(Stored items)
┌──

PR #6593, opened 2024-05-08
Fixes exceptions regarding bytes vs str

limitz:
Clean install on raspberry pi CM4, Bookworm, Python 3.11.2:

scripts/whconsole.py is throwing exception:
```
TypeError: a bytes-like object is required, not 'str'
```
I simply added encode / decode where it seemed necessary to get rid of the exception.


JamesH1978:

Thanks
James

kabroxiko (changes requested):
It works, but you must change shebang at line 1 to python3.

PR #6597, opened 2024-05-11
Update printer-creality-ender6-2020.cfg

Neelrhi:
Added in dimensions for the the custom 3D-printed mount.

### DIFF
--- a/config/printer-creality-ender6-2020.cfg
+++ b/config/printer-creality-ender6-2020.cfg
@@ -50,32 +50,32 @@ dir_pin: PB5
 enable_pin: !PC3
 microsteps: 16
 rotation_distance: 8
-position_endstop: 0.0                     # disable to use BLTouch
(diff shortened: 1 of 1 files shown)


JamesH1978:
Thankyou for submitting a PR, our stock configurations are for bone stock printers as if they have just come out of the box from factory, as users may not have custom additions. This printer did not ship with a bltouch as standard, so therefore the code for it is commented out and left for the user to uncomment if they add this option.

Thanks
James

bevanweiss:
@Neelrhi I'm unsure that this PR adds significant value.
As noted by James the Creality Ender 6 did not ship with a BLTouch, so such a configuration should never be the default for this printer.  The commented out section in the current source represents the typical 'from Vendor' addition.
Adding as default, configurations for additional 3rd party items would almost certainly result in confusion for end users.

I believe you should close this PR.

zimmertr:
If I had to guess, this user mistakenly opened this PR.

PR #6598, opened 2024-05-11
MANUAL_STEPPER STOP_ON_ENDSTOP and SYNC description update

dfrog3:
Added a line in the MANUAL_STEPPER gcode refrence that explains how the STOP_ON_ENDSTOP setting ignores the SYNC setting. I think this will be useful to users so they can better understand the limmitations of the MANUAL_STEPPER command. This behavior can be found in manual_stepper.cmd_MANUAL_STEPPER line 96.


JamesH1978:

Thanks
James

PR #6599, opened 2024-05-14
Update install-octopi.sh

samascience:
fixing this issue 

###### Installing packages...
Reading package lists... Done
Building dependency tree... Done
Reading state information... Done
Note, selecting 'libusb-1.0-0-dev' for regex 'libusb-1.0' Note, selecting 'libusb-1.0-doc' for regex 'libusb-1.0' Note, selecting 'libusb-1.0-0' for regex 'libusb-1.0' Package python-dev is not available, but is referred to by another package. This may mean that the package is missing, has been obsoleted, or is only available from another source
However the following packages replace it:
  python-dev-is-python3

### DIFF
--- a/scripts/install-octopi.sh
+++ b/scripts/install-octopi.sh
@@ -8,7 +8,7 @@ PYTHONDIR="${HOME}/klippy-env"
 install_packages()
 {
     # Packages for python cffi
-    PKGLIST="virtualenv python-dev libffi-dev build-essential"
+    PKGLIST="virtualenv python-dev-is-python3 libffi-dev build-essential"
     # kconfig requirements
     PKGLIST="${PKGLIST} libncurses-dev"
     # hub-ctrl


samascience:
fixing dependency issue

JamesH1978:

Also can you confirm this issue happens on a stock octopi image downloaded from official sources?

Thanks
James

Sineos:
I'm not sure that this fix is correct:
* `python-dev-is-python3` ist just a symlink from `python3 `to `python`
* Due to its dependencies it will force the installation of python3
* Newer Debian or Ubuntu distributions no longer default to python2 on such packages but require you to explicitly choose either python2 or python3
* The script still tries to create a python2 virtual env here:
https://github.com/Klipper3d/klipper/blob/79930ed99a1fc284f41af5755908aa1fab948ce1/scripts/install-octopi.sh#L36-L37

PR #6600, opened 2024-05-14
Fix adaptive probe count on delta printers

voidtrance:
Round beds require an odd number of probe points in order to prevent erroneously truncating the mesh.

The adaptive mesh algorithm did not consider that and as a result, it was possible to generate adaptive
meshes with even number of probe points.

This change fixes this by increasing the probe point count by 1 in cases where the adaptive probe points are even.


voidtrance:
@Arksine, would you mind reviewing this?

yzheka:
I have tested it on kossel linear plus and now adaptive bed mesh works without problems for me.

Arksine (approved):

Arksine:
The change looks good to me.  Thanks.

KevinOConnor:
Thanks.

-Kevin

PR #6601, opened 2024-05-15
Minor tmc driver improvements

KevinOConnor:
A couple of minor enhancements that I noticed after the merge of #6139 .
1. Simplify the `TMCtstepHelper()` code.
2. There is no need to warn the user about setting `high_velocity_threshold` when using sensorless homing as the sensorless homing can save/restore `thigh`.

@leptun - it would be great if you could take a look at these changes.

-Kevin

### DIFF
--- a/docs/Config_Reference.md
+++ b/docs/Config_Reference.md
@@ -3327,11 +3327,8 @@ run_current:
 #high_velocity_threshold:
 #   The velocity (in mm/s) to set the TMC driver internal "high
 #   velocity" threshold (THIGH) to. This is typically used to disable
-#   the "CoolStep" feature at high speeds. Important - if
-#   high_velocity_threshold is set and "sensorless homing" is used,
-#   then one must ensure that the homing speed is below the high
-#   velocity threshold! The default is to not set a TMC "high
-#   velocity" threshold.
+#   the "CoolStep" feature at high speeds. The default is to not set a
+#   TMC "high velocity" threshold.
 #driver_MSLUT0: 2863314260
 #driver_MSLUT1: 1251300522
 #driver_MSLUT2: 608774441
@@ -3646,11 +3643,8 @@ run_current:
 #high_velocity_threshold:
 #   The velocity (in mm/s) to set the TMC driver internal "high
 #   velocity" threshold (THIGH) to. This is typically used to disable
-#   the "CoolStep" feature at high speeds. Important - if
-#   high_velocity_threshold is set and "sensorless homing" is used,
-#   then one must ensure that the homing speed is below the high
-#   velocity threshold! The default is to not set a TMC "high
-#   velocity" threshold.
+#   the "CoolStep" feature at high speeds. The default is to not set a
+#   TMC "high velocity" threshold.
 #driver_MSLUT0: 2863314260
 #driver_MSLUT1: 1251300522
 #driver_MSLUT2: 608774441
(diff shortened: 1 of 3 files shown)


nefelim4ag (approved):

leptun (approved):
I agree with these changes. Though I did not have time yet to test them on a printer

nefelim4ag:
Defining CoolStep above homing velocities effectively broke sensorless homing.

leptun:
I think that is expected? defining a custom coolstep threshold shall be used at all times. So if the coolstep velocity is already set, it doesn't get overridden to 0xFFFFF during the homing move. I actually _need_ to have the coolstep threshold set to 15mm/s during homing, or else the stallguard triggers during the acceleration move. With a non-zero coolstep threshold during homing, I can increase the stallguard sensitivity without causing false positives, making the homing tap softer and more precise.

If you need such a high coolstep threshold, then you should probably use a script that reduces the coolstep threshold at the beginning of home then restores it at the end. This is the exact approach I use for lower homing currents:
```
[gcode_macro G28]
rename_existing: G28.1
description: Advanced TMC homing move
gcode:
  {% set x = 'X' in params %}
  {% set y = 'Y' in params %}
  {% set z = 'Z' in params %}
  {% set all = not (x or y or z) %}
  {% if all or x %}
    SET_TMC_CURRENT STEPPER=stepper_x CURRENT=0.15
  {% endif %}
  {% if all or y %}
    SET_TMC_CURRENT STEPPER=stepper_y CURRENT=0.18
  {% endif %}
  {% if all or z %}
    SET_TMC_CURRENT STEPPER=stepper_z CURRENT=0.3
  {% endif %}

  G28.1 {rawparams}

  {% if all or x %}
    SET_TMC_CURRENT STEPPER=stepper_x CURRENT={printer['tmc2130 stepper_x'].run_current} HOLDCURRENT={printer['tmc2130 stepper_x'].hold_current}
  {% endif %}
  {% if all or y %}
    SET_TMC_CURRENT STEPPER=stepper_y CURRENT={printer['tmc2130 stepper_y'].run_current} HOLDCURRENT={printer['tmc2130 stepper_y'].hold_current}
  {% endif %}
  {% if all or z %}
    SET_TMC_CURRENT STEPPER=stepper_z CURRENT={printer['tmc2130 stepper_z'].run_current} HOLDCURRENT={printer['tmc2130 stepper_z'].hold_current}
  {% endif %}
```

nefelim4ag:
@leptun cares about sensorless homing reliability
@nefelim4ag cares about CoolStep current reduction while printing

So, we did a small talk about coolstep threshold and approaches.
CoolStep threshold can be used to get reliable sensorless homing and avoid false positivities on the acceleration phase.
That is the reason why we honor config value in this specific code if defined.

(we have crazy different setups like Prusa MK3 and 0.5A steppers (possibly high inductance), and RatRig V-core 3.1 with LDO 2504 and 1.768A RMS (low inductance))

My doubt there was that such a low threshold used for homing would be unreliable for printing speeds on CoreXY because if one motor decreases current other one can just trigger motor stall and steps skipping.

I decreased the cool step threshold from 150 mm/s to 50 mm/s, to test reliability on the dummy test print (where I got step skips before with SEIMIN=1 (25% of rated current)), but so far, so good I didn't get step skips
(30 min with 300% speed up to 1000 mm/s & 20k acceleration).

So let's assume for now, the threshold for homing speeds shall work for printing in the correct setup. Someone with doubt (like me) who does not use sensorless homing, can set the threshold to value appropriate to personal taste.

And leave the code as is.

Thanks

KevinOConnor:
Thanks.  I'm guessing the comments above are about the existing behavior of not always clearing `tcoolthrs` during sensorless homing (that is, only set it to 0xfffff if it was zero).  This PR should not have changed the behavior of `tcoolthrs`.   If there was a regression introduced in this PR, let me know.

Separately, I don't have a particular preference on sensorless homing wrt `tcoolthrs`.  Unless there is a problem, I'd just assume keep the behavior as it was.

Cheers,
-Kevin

└──

> **YOUR GOAL**
For each line in the records that holds "changes", show that line as it stands.

> **SOLUTION TO THE PROBLEM**
kabroxiko (changes requested):
@leptun - it would be great if you could take a look at these changes.
I agree with these changes. Though I did not have time yet to test them on a printer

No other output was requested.